> **Work instruction**: Would you output the entries below only from the line containing "the README: that" through the line containing "kept_taps = @dsl.entries.select", exactly as they stand and with both ends included?

[Collected data entries]
PR #159, opened 2016-03-20
Improve style of `conflicts_with` implementation.

mikemcquaid:
Address @xu-cheng's comments from after https://github.com/Homebrew/homebrew-bundle/pull/154 was merged.

### DIFF
--- a/lib/bundle/brew_services.rb
+++ b/lib/bundle/brew_services.rb
@@ -1,7 +1,7 @@
 module Bundle
   class BrewServices
     def self.stop(name)
-      started = !`brew services list | grep "#{name}" | grep -q "started"`.chomp.empty?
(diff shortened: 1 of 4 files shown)


lib/bundle/brew_services.rb
```diff
@@ -1,7 +1,7 @@
 module Bundle
   class BrewServices
     def self.stop(name)
-      started = !`brew services list | grep "#{name}" | grep -q "started"`.chomp.empty?
+      started = `brew services list`.lines.grep(/^#{name} +started/).any?
```
xu-cheng: Probably need a regex escape here.

mikemcquaid: Can you think of a valid formula name that'd generate invalid regex?

xu-cheng: Formula with + in the name.

PR #160, opened 2016-03-24
Add brew-bundle exec command

mistydemeo:
brew-bundle exec is a wrapper around bundler, which executes bundler within Homebrew's superenv build environment. Using superenv helps make gems' Homebrew dependencies discoverable when building C extensions thanks to Homebrew's compiler shims and other flags set by superenv. It also helps prevent gems from detecting certain dependencies which weren't specified in the Brewfile, which can help make Brewfile/Gemfile combos more reliable longterm. The Brewfile is used to supply the list of formulae to use as dependencies.

This was written because a common issue, when converting projects to use a `Brewfile`, was that gems specified in the Gemfile would opportunistically pick up unspecified libraries. This led to dependencies being forgotten.

For example, the charlock_holmes gem requires icu4c, and is able to pick it up opportunistically even though it's keg-only. However, if the `bundle install` is run within superenv with icu4c not specified as a dependency, the build is properly isolated, and `brew bundle exec -- bundle install` will only succeed if icu4c is in the Brewfile. There are some superenv improvements to be made that can make this even more reliable.

~~(Why brew-burlap? You wrap up a bundle in burlap!)~~


xu-cheng:
If I understand correctly, you may want to make it more general as `brew bundle exec` command. So you could run `brew bundle exec gem/bundle/pip/npm` and so on.

mistydemeo:
This passes any arguments to the command to `bundle`, so `bundle exec` equivalents do work; e.g. `brew burlap exec [...]`. The intention is for it to act very transparently as a wrapper around bundler, with any bundler commands working.

mistydemeo:
Rereading, I get your suggestion now - making it more generic probably is a better idea, so, e.g., it can wrap other non-bundler external commands. That's a good idea, better than making this bundler specific! I'll look at

mistydemeo:
Added a commit which migrates this to a `brew bundle wrap` command. (Decided to name it `wrap` instead of `exec` because `bundle exec` already exists, and running `brew bundle exec bundle exec` would be confusing.) Any arguments after `wrap` are the full commandline which will be executed, e.g. `brew bundle wrap bundle install --binstubs --path vendor/gems`.

mistydemeo:
> /Users/travis/build/Homebrew/homebrew-bundle/lib/bundle/commands/wrap.rb:1:in `require': cannot load such file -- extend/ENV (LoadError)

That's interesting, is the CI run without access to Homebrew's own code?

mikemcquaid:
Yeh, tests should have Homebrew's code stubbed out. You can test locally with `rake`. I think `wrap` is a nicer name than `burlap` but `brewenv` `setenv` `superenv` `homebrewexec` or similar might be a nicer/more self-explanatory. We'll need enough tests here to maintain the 100% coverage we had before.

Otherwise: neat idea and 👍

cmd/brew-bundle.rb
```diff
@@ -31,6 +31,7 @@
   brew bundle dump [--force] [--file=<path>|--global]
   brew bundle cleanup [--force] [--file=<path>|--global]
   brew bundle check [--file=<path>|--global]
+  brew bundle wrap [command]
```
mikemcquaid: Could you add example usage to the README and identically to `dsl_spec.rb`?

cmd/brew-bundle.rb
```diff
@@ -71,6 +73,8 @@
     Bundle::Commands::Cleanup.run
   when "check"
     Bundle::Commands::Check.run
+  when "wrap"
+    Bundle::Commands::Wrap.run ARGV[1..-1]
```
xu-cheng: You may want to handle ARGV in a smarter way, so it allows certain flags passed to `brew-bundle` instead of whatever program is wrapped. For example, to support:
```bash
brew bundle wrap --file=/path/to/file command --command-flag
# OR
brew bundle wrap --verbose -- command --command-flag
```
You could change `ARGV.named[0]` in the case block to `ARGV.shift`, then 
```ruby
  args = []

  ARGV.each_with_index do |arg, i|
    if arg == "--"
      args = ARGV.slice!(i+1..-1)
      break
    elsif !arg.start_with?("-")
      args = ARGV.slice!(i..-1)
      break
    end
  end
```

So the rest of ARGV will be used in `brew bundle` while `args` will be used by the wrapper.

cmd/brew-bundle.rb
mistydemeo: Added to the README. What did you want in `dsl_spec.rb`?

cmd/brew-bundle.rb
mistydemeo: Added with a little tweaking, to make sure it works if an option precedes the command name.

mistydemeo:
I've been having a lot of trouble coming up with good names, which has me coming back around to `exec` despite the possibility of `brew bundle exec bundle exec rake` coming up. To fit with the other ones it feels like it should be a verb of some kind, and I felt that to many users something like `superenv` might not communicate very much. Currently using `isolate`, with the implication that the command is being isolated from the global environment.

mikemcquaid:
@mistydemeo I think I like `exec`; with `isolate` it's not clear what and how it's being isolated. Presumably the reason for this not being a separate command is that's it's using superenv to restrict to only the stuff in the `Brewfile`?

mikemcquaid:
@mistydemeo About the README: that was when I thought this was adding a DSL value; I see and understand now what this is doing so that nothing is needed in `dsl_spec.rb` 👍

cmd/brew-bundle.rb
```diff
@@ -61,8 +63,12 @@
   exit 0
 end
 
+# Pop the named command from ARGV, leaving everything else in place
+command = ARGV.named.first
+i = ARGV.find_index(command)
+ARGV.slice!(i)
```
xu-cheng: You probably want to make it `ARGV.delete_at(ARGV.index(command) unless command.nil?` to handle the case when command is nil.

mistydemeo:
Renamed to `exec`.

cmd/brew-bundle.rb
mistydemeo: Updated!

mikemcquaid:
Looks good to me 👍. :shipit:

PR #163, opened 2016-04-02
Cleanup: don't untap homebrew/core

bfontaine:
We currently get an error when running `brew bundle cleanup -f` if the bundle was dumped before tapping `homebrew/core` because `brew-bundle` tries to untap it while [Homebrew forbids it](https://github.com/Homebrew/homebrew/blob/e13ff6294a0bbc28fc98d6f797b1b56ce93ecd67/Library/Homebrew/cmd/untap.rb#L9).

### DIFF
--- a/lib/bundle/commands/cleanup.rb
+++ b/lib/bundle/commands/cleanup.rb
@@ -66,7 +66,7 @@ module Bundle::Commands
       @dsl ||= Bundle::Dsl.new(Bundle.brewfile)
       kept_taps = @dsl.entries.select { |e| e.type == :tap }.map(&:name)
       current_taps = Bundle::TapDumper.tap_names
-      current_taps - kept_taps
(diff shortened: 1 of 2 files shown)


ilovezfs:
I think maybe we should just make `brew untap homebrew/core` not an error but a noop + warning to avoid having to do this.

mikemcquaid:
@ilovezfs I think that the warning in that case will still be confusing in this case but 👍 in the general case.

mikemcquaid:
@bfontaine Merge conflicts but otherwise 👍

mikemcquaid:
Actually: @xu-cheng fixed this in https://github.com/Homebrew/homebrew-bundle/pull/164.

xu-cheng:
Sorry, I missed this PR when I submit the change.

Issue #167, opened 2016-04-14
Investigate Mac App Store support


mikemcquaid:
Could be done perhaps using e.g. https://github.com/argon/mas if it's reliable.

PR #172, opened 2016-04-20
Add Mac App Store support using mas-cli.

mikemcquaid:
Closes https://github.com/Homebrew/homebrew-bundle/issues/167.
Closes https://github.com/argon/mas/issues/21.


kibitan:
wow! its awesome!

mikemcquaid:
@kibitan Thanks 🙇

Readme.md
```diff
@@ -40,6 +42,7 @@ brew 'emacs', args: ['with-cocoa', 'with-gnutls']
 cask 'google-chrome'
 cask 'java' unless system '/usr/libexec/java_home --failfast'
 cask 'firefox', args: { appdir: '~/my-apps/Applications' }
+mac_app_store '1Password', 443987910
```
xu-cheng: Can we call this DSL `app` or `mas`? `mac_app_store` is unnecessary long.

Also the number is confusing. Can we make it `app '1Password', id: 443987910`?

lib/bundle/dumper.rb
```diff
@@ -20,6 +20,7 @@ def self.dump_brewfile
       content << cask_before_formula
       content << BrewDumper.dump
       content << cask_after_formula
+      content << MacAppStoreDumper.dump
```
xu-cheng: Personally, I would ask a flag to disable this. Because not everyone want to use `brew bundle` to manage apps.

lib/bundle/mac_app_store_installer.rb
```diff
@@ -0,0 +1,21 @@
+module Bundle
+  class MacAppStoreInstaller
+    def self.install(name, id)
```
xu-cheng: Fail to check whether mas has been installed here. Also should we auto install it?

mikemcquaid: 👍 I don't know about autoinstalling.

Readme.md
mikemcquaid: Could do `mas`. Could do the `id`.

mikemcquaid: Although, technically the name is only used in the UI and not passed to commands but makes it more readable.

mikemcquaid: And my concern was that `id:` made it look like an option when it is not optional.

lib/bundle/dumper.rb
mikemcquaid: I think it's enough to assume that if you don't have `mas` installed you don't want this behaviour, right?

lib/bundle/mac_app_store_installer.rb
xu-cheng: You could see git history on how we auto install brew-cask(when it used to be a formula)

lib/bundle/dumper.rb
xu-cheng: I don't think we should make such assumption, which feels like you have to either use mas without bundle installed and use bundle without mas installed in order to separate manage homebrew and apps.

lib/bundle/mac_app_store_installer.rb
mikemcquaid: Yeh, sorry, I mean I know how to do so but I'm just unsure if we want to. I guess if someone is running `brew bundle` on a `Brewfile` that contains `mas` entries: we probably do.

lib/bundle/dumper.rb
mikemcquaid: Do you have `mas` installed and not want it dumping to your `Brewfile`?

xu-cheng: You may want to use `mas` to install some apps. And you want to use `Brewfile` to manage dev env. That doesn't necessary mean you want to put them together. That's because your `Brewfile`(hence dev setup) is stable, but the list of **all** your mac apps is not.

Even more, I would publicly share my `Brewfile` in Github but not necessary mac apps list.

Readme.md
mikemcquaid: Note that taps also use a non-option here.

xu-cheng: One could easily understand what tap remote is. But I would certainly be confused by these strange magic numbers.

lib/bundle/dumper.rb
mikemcquaid: It will already not dump anything unless `mas` is installed. I think this argument about Mac Apps applies equally to brews, casks and taps. You can always edit your `Brewfile` after dumping if you have `mas` installed but don't want to use it for some reason. I don't think an option is useful unless it defaults to not dumping at which point this feature is not discoverable or useful. If you'd like to add an option in a follow-up PR for personal usage: that's fine.

lib/bundle/mac_app_store_installer.rb
mikemcquaid: Yeh, gonna auto-install like we did with `cask`.

mikemcquaid:
All feedback except the option addressed.

kibitan:
:tada:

> **Your response**:
@mistydemeo About the README: that was when I thought this was adding a DSL value; I see and understand now what this is doing so that nothing is needed in `dsl_spec.rb` 👍

cmd/brew-bundle.rb
```diff
@@ -61,8 +63,12 @@
   exit 0
 end
 
+# Pop the named command from ARGV, leaving everything else in place
+command = ARGV.named.first
+i = ARGV.find_index(command)
+ARGV.slice!(i)
```
xu-cheng: You probably want to make it `ARGV.delete_at(ARGV.index(command) unless command.nil?` to handle the case when command is nil.

mistydemeo:
Renamed to `exec`.

cmd/brew-bundle.rb
mistydemeo: Updated!

mikemcquaid:
Looks good to me 👍. :shipit:

PR #163, opened 2016-04-02
Cleanup: don't untap homebrew/core

bfontaine:
We currently get an error when running `brew bundle cleanup -f` if the bundle was dumped before tapping `homebrew/core` because `brew-bundle` tries to untap it while [Homebrew forbids it](https://github.com/Homebrew/homebrew/blob/e13ff6294a0bbc28fc98d6f797b1b56ce93ecd67/Library/Homebrew/cmd/untap.rb#L9).

### DIFF
--- a/lib/bundle/commands/cleanup.rb
+++ b/lib/bundle/commands/cleanup.rb
@@ -66,7 +66,7 @@ module Bundle::Commands
       @dsl ||= Bundle::Dsl.new(Bundle.brewfile)
       kept_taps = @dsl.entries.select { |e| e.type == :tap }.map(&:name)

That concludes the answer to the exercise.